Commerzbank AG achieves 75% autonomous resolution rate with Ava AI agent handling 30,000+ monthly conversations

Curated & reviewed by Peter Korpak, Founder & Chief Analyst, 100SignalsHow we verify
30,000+Monthly Conversations Handled
75%Autonomous Resolution Rate
2x fasterDevelopment Speed Improvement

Vendor-reported figures — source: www.microsoft.com

Commerzbank AG
Metric Before After Impact
Monthly Conversations Handled 30,000+ 30,000+ conversations handled monthly with 24/7 availability
Autonomous Resolution Rate 75% 75% fully autonomous resolution
Development Speed 1x 2x 2x faster development velocity

The Challenge

As one of Germany's largest financial institutions, Commerzbank AG faced mounting pressure to close the gap between rising customer expectations for instant, personalized digital service and the constraints of fragmented legacy infrastructure. Customers demanded round-the-clock access to account services — from credit card management to complex business payments — while the bank simultaneously navigated stringent European financial regulations, evolving fraud threats, and the need for full auditability in every interaction. Existing systems could not deliver the responsiveness customers expected without compromising compliance or security, creating a structural ceiling on the quality of digital customer service the bank could sustainably provide.

The Solution

Commerzbank AG built Ava, a conversational AI agent powered by Microsoft Azure AI Foundry Agent Service and Azure OpenAI, implementing an agentic AI and autonomous workflows architecture designed specifically for regulated financial environments.

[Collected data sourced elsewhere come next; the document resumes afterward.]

PR #908, opened 2021-06-07
Dev

SirGryphin:
Removed `@cleanup_text` from foxaholic.py because it was causing this error to pop up `! Error: Src` 

**Added:**
https://isotls.com
https://lazybirdtranslations.wordpress.com
https://readnovelz.net
https://www.novelmultiverse.com

**Note:** Sorry for weird list of commits below, I did a `git rebase upstream/dev` command instead of my normal `git merge upstream/dev` and it seems to of listed them twice, seem everything else is okay though no files changed etc,

### DIFF
--- a/README.md
+++ b/README.md
@@ -463,6 +463,7 @@ You are very welcome to contribute in this project. You can:
 | https://www.novelcool.com                    |            |           |      @SirGryphin      |
 | https://www.novelhall.com                    |            |           |                       |
 | https://www.novelhunters.com                 |     ✔      |           |      @SirGryphin      |
+| https://www.novelmultiverse.com              |     ✔      |           |      @SirGryphin      |
 | https://www.novelpassion.com                 |     ✔      |           |      @SirGryphin      |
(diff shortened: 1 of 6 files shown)


dipu-bd:
`@cleanup_text` was removing unwanter texts, ads etc from foxaholic. If you just remove this, the chapter content of foxaholic might get gibberish. I would rather fix the cleanup_text method instead of removing it.

If you don't feel comfortable to fix the method, you can leave an issue open. I will check it on my next free schedule.

dipu-bd (changes requested):
lncrawl/sources/foxaholic.py 

do not remove `@cleanup_text`, fix the method instead

SirGryphin:
I found it was a lazy loading img causing the error on certain books, I've added some code to remove the lazy attribute from image to fix error. Is this code okay now?

dipu-bd:
> I found it was a lazy loading img causing the error on certain books, I've added some code to remove the lazy attribute from image to fix error. Is this code okay now?

Looks okay. Thanks

PR #1059, opened 2021-08-31
fix sslv3 handshake error when download image from foxaholic, fix png image save as jpg

watzeedzad:
- Fix getting SSLv3 error when download image from foxaholic using cloudscraper
 - Fix png image saved as jpg image


watzeedzad:
Realize that my code didn't support all image format on foxaholic, I will take a look at it. But right now I will cancel this PR.

PR #1388, opened 2017-03-01
garci66's priority shuffle (and other shuffle tests)

mfrederickson:


mfrederickson:
@augustf this includes some test cases for all the shufflers which would also be good to have in the repo.

mfrederickson:
@garci66 please update the field config wiki regarding this new shuffler, how it works and how it can be used.  Thanks.

garci66:
@mfrederickson wiki update is done. Thanks for reminding me!

Issue #1392, opened 2017-03-03
edit ticker needs security


mfrederickson:
#1379 didn't account for moderated content.  specifcally editing something that had already been moderated to contain content that a moderator would not want on their feed/screen.

The only people that should be able to edit actual content (outside of date ranges/feed subscriptions) are:
* system admin
* the owner if they are a moderator of all of the feeds where it has been submitted, or it hasn't been approved on any feed yet

mfrederickson:
According to the [abilities](https://github.com/concerto/concerto/blob/master/app/models/ability.rb#L107), only the user that created the content can edit it, and only if it has either not yet been approved, or has expired. And the system wide admin can edit it regardless of approval or expiration status.

mfrederickson:
Currently a user cannot update their own content if all of its submissions have been approved (unless it is expired).  I'm changing this to also allow them to edit their own content even if it has been approved on all of its submissions if they have the ability to moderate all of its submissions.

I'm also adding a new custom action called `:update_full_details` that will be true if they are the owner and if they have the ability to moderate all of its submissions.  This will satisfy the initial criteria in the first comment above.

mfrederickson:
I'm also changing what I considered to be another bug-- it was checking to see if the `content.is_approved? == false`, presumably to see if it had been approved yet.  But that method returns true only if it has been approved on all submissions.  So if 3 out of four submissions were approved, the user was still being allowed to edit the content.

mfrederickson:
I also changed the view to not allow editing if the piece of content is a child.  This is because parent items drive the details of the child items.

PR #1396, opened 2017-03-04
clean up/more secure editing of ticker and html_text content

mfrederickson:


mfrederickson:
Don't allow editing content of dynamic items such as rss feed items.

mfrederickson:
closes #1392

Issue #1449, opened 2017-06-30
Pulsating horizontal scrollbar on frontend screens


timparenti:
Manifests in current state of `master`.  The offscreen font-awesome icon introduced in 3820ea5cd93274f45a1580d35edc0d1435dd0e4b to address concerto/concerto-frontend#73 results in a horizontal scrollbar (which is quite visible in Firefox), since it's outside the `concerto-screen` which already has width and height of 100%.

Since the square icon rotates with period 2s, the scrollbar pulsates to accommodate its changing width with period 0.5s.

PR #1450, opened 2017-06-30
Hide scrollbars on frontend screens.

timparenti:
This resolves the pulsating scrollbar issue in #1449.


mfrederickson:
Thanks a bunch, @timparenti !

PR #1491, opened 2018-08-09
Solve SMTP server connection when credentials used

garci66:
ActionMailer user_name and password where being added into the Authentication key as an array (due to the additional commas). 
SMTP auth now working


garci66:
I can open a ticket if needed. Spent a few hours trobleshooting only to realise the SMTP was not being properly authenticated ( I am using a remote SMTP server with SASL auth)

mfrederickson:
My bad.  Good catch.  Thanks.

PR #1501, opened 2019-01-19
Ruby 2.5.1 Support

mzocher:
Per discussion on #1496 correcting some patch versions to work on ruby 2.4.5 and ruby 2.5.1. Was compiling fine, but I am now adding the new versions into Travis CI test.


mzocher:
Does this make sense in a different branch than master, so interested people can continue to modernize the gems involved?  2.4-dev perhaps?

PR #1556, opened 2021-03-05
Enable bundler caching for travis

Taher-Ghaleb:
Would be interested to know why caching hasn't been enabled in this repository. Thank you.

### DIFF
--- a/.travis.yml
+++ b/.travis.yml
@@ -9,6 +9,8 @@ env:
 services:
   - mysql
 
+cache: bundler
+
 before_install:
   - sudo apt-get install -y gsfonts ghostscript libgs-dev poppler-utils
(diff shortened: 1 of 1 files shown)


Taher-Ghaleb:
Thanks for merging my pull request.

Any reasons why bundler caching wasn't enabled before, please? It was available since [December 2014](https://blog.travis-ci.com/2014-12-17-faster-builds-with-container-based-infrastructure).

Thank you.

bamnet:
No particularly good reason.  I don't remember our exact thought process when setting up Travis, but we likely did the minimum required to get it working.  Turning on extra features, like caching, would have been an extra improvement that we didn't immediately see a benefit from.

PR #1558, opened 2021-04-30
Sanitize keys before confirmation modal.

bamnet:
Without sanitization, these are susceptible to an varying degrees of XSS attack depending on the input.  When the values are displayed in the twitter-bootstrap-confirmation modal (I don't fully understand how it works) the JS is rendered and executed. The `user.name` fields are the most concerning for instances that allow public registration, but we sanitize everywhere this pattern is used to be safe.

Kudos to Ben Shaw (@sudonoodle) for finding this vulnerability!

### DIFF
--- a/app/views/concerto_plugins/show.html.erb
+++ b/app/views/concerto_plugins/show.html.erb
@@ -10,7 +10,7 @@
           <%= link_to t(:edit_model, model: ConcertoPlugin.model_name.human), edit_concerto_plugin_path(@concerto_plugin), class: "btn" %>
         <% end %>
         <% if can? :delete, @concerto_plugin %>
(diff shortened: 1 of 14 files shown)


bamnet:
@zr2d2 mind taking a look and making sure I've not messed too much up?

zr2d2 (commented):
These changes look good, but should we also be sanitizing user input before we put it into the database? I feel like not storing it in the database would be safer

bamnet:
While it would be safest, I considered that wouldn't resolve the problem if anyone had already put some XSS-triggering content in place and was just waiting for the right user, like an admin, to trigger it.

Names may also involve characters that the sanitize() function messes up, maybe bobby; drop tables has a sister <script>

zr2d2:
I suppose that's true, it does offer more protection if upgrading an existing deploy

PR #1563, opened 2021-10-23
use ruby 2.6

zr2d2:
@bamnet I checked, the fronted and the screen look fine. Is there a reason we didn't support 2.6 before?


bamnet:
I can't think of any reason why. Approving.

Ava uses a distributed, multi-agent orchestration model running on Azure Kubernetes Service and Azure Container Apps, enabling elastic scaling across thousands of simultaneous interactions. Azure Cosmos DB maintains persistent memory and context synchronization across sessions, while Azure AI Content Safety with customized filters screens every interaction for sensitive data and fraud signals before reaching the model. Azure AI Search grounds all responses in trusted internal data sources. GitHub Copilot and Azure Foundry tooling were used throughout development, accelerating the build-and-release cycle with automated testing integrated directly into the DevOps pipeline. Ava progressed from prototype to production managing the full credit card lifecycle, balance inquiries, savings account requests, and business payments — with structured escalation paths to human agents for complex cases.

Results

Ava now handles more than 30,000 customer conversations per month, resolving approximately 75% of requests fully autonomously with 24/7 availability — eliminating the resolution bottleneck that previously required human agent intervention for the majority of routine inquiries. Development velocity doubled compared to prior approaches, attributed to AI-assisted coding, streamlined CI/CD pipelines, and automated testing. Qualitatively, the deployment freed human agents to focus on relationship-driven and high-complexity cases rather than routine service tasks. Key outcomes include:

  • 30,000+ monthly conversations handled end-to-end by Ava
  • 75% autonomous resolution rate across credit card, savings, and payment workflows
  • 2× development speed improvement via AI-assisted DevOps
  • Established a reusable, auditable AI framework being extended to lending, business banking, and internal operations

Key Takeaways

  • Compliance-first architecture pays dividends: Embedding Azure AI Content Safety and customized filters from day one — rather than retrofitting — allowed Commerzbank to meet regulatory requirements without slowing deployment or limiting capability.
  • Modular, multi-agent design enables incremental scaling: Specialized sub-agents handling distinct business domains (credit cards, savings, payments) let the team expand scope without rearchitecting the core system.
  • Persistent memory is table stakes for banking AI: Azure Cosmos DB context synchronization ensured conversation continuity across sessions — critical for customer trust in high-stakes financial interactions.
  • Persona and empathetic design drive adoption: Investing in Ava's tone and personality alongside technical capabilities was a deliberate strategic choice that directly influenced customer engagement rates.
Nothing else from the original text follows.